Problem description: Within the entries below, find each line containing the word "astral" and copy it.

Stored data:
_____
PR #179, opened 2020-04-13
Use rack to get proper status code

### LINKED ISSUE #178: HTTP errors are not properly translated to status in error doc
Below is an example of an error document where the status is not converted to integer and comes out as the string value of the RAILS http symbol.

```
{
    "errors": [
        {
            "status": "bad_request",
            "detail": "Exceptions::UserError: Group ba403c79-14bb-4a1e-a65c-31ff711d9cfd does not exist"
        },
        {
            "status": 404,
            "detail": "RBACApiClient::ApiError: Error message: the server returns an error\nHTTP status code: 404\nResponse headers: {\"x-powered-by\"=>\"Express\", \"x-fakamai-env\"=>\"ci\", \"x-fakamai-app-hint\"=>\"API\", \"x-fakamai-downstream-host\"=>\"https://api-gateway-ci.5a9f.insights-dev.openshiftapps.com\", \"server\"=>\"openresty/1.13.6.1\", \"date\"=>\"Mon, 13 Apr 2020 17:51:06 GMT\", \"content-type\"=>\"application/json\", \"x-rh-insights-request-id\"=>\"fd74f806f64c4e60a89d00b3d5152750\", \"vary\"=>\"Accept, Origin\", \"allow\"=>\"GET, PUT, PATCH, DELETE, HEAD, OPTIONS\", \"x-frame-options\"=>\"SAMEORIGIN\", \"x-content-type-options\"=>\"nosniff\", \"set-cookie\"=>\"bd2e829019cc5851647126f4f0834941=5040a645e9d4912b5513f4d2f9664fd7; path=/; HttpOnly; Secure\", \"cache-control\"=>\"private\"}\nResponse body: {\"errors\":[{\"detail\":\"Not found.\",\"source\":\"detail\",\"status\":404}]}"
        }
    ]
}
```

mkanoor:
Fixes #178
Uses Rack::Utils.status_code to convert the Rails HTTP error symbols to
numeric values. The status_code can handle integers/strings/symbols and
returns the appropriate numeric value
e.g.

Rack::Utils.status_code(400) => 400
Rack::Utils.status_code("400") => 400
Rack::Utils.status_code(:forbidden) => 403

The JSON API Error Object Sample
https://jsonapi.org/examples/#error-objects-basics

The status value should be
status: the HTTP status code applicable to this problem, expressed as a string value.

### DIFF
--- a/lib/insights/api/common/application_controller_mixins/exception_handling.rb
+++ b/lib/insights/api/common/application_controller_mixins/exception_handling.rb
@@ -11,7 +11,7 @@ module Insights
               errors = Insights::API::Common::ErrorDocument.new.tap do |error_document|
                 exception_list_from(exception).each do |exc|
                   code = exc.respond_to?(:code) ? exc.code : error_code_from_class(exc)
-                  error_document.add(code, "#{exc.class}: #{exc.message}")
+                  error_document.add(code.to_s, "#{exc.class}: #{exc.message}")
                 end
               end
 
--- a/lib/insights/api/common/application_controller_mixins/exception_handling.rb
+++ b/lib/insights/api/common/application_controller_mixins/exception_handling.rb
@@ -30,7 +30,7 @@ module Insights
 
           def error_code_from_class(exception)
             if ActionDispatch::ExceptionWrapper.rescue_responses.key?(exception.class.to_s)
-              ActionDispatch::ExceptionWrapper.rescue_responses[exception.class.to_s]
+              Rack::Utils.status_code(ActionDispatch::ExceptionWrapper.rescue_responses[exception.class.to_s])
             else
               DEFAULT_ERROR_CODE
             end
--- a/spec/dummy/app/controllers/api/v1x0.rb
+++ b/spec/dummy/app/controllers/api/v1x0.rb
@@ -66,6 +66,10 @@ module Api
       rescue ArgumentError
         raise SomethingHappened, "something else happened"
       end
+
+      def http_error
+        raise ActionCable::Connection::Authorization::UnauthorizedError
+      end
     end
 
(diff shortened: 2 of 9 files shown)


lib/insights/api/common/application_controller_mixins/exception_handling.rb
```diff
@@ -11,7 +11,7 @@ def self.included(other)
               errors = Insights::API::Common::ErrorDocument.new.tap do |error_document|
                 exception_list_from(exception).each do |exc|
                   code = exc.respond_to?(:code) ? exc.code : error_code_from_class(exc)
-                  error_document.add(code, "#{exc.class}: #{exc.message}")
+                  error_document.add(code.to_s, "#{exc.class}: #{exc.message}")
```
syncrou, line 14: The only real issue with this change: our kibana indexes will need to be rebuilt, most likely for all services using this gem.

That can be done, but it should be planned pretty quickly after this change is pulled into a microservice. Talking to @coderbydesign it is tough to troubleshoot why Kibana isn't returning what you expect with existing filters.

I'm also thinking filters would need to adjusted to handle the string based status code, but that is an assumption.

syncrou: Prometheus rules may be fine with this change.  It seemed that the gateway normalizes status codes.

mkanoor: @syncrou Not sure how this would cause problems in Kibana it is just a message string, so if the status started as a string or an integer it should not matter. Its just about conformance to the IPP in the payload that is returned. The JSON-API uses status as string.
_____
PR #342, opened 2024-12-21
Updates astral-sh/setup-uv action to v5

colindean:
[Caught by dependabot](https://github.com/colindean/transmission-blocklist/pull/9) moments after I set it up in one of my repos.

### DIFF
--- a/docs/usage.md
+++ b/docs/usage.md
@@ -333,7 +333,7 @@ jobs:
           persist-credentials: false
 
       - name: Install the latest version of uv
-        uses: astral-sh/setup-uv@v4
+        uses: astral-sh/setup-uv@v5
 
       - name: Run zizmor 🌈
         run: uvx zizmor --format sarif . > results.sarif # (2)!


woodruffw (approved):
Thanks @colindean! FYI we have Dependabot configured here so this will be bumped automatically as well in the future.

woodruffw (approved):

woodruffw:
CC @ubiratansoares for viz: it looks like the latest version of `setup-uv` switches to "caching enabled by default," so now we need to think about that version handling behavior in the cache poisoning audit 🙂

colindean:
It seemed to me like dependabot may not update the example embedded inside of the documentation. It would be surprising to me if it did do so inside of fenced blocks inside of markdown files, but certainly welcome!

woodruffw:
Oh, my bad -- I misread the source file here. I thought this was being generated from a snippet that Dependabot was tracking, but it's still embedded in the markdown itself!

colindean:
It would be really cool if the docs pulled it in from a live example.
_____
Response below:
Updates astral-sh/setup-uv action to v5
-        uses: astral-sh/setup-uv@v4
+        uses: astral-sh/setup-uv@v5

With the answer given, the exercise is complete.